## EXERCISE
Keep only the lines from the top of the listing through the one with "using: jest, @sentry/react", and reproduce them unaltered.

## SUPPLIED DATA
PR #515, opened 2024-12-03
fix: return fake version for `performance.timeOrigin`

### LINKED ISSUE #514: Support `performance.timeOrigin` property

-   FakeTimers version : 13.0.5
-   Environment : MacOS
-   Other libraries you are using: jest, @sentry/react

I expected that `performance.timeOrigin` (https://developer.mozilla.org/en-US/docs/Web/API/Performance/timeOrigin) would return a valid value with fake timers enabled in jest.

**What actually happens**

`performance.timeOrigin` is set to NOOP [here](https://github.com/sinonjs/fake-timers/blob/7861c930e8f9aaa9d227431623cc82347aff0291/src/fake-timers-src.js#L1843).

**How to reproduce**

```bash
git clone https://github.com/rriski/fake-timers-timeOrigin-repro.git
npm run test
# --> test fails
# Uncomment `doNotFake` in jest.config.js
npm run test
# --> test passes
```

**Additional information**

* Related to #493
* `@sentry/react` uses the performance API to set the session starting time, see [session.ts](https://github.com/getsentry/sentry-javascript/blob/6331d7ced7373e3f351ffacb71af54392c19acda/packages/core/src/session.ts#L14)

rriski:
Fixes #514

Return valid value for `performance.timeOrigin` instead of `NOOP`. This fixes an issue in tests that depend on `performance.timeOrigin` having a valid value.

See #514

#### Solution  - optional

Set `performance.timeOrigin` to a dummy value. I'm not sure if 0 is better than setting the value to `clock.now`. When testing `performance.timeOrigin` in Chrome Console I can see that the value is set to the timestamp when the window was opened:

```
> globalThis.performance.timeOrigin
1733227796841
```

There is further information in MDS docs on how the value is supposed to be set: https://developer.mozilla.org/en-US/docs/Web/API/Performance/timeOrigin#value

### DIFF
--- a/src/fake-timers-src.js
+++ b/src/fake-timers-src.js
@@ -1849,9 +1849,7 @@ function withGlobal(_global) {
                 clock.performance.measure = (name) =>
                     new FakePerformanceEntry(name, "measure", 0, 100);
                 // ensure `timeOrigin` returns a valid value
-                clock.performance.timeOrigin = config.now
-                    ? getEpoch(config.now)
-                    : new Date().getTime();
+                clock.performance.timeOrigin = getEpoch(config.now);
             } else if ((config.toFake || []).includes("performance")) {
                 return handleMissingTimer("performance");
             }
--- a/src/fake-timers-src.js
+++ b/src/fake-timers-src.js
@@ -23,7 +23,6 @@ if (typeof require === "function" && typeof module === "object") {
 
 /**
  * Queues a function to be called during a browser's idle periods
- *
  * @callback RequestIdleCallback
  * @param {function(IdleDeadline)} callback
  * @param {{timeout: number}} options - an options object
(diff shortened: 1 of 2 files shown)


src/fake-timers-src.js
```diff
@@ -1848,6 +1848,8 @@ function withGlobal(_global) {
                     new FakePerformanceEntry(name, "mark", 0, 0);
                 clock.performance.measure = (name) =>
                     new FakePerformanceEntry(name, "measure", 0, 100);
+                // ensure `timeOrigin` returns a valid value
+                clock.performance.timeOrigin = 0;
```
fatso83, line 1852: > If the current [Document](https://developer.mozilla.org/en-US/docs/Web/API/Document) is the first one loaded in the Window, the time origin is the time at which the browser context was created.

Best fit is likely the installed time

rriski: Would this work?

```js
clock.performance.timeOrigin = config.now ? getEpoch(config.now) : new Date().getTime();
```

fatso83: A bit redundant, given that `getEpoch` already does just that. I trimmed it away and also made the test a bit tighter/more specific.

rriski: Thank you!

## EXERCISE SOLUTION
PR #515, opened 2024-12-03
fix: return fake version for `performance.timeOrigin`

### LINKED ISSUE #514: Support `performance.timeOrigin` property

-   FakeTimers version : 13.0.5
-   Environment : MacOS
-   Other libraries you are using: jest, @sentry/react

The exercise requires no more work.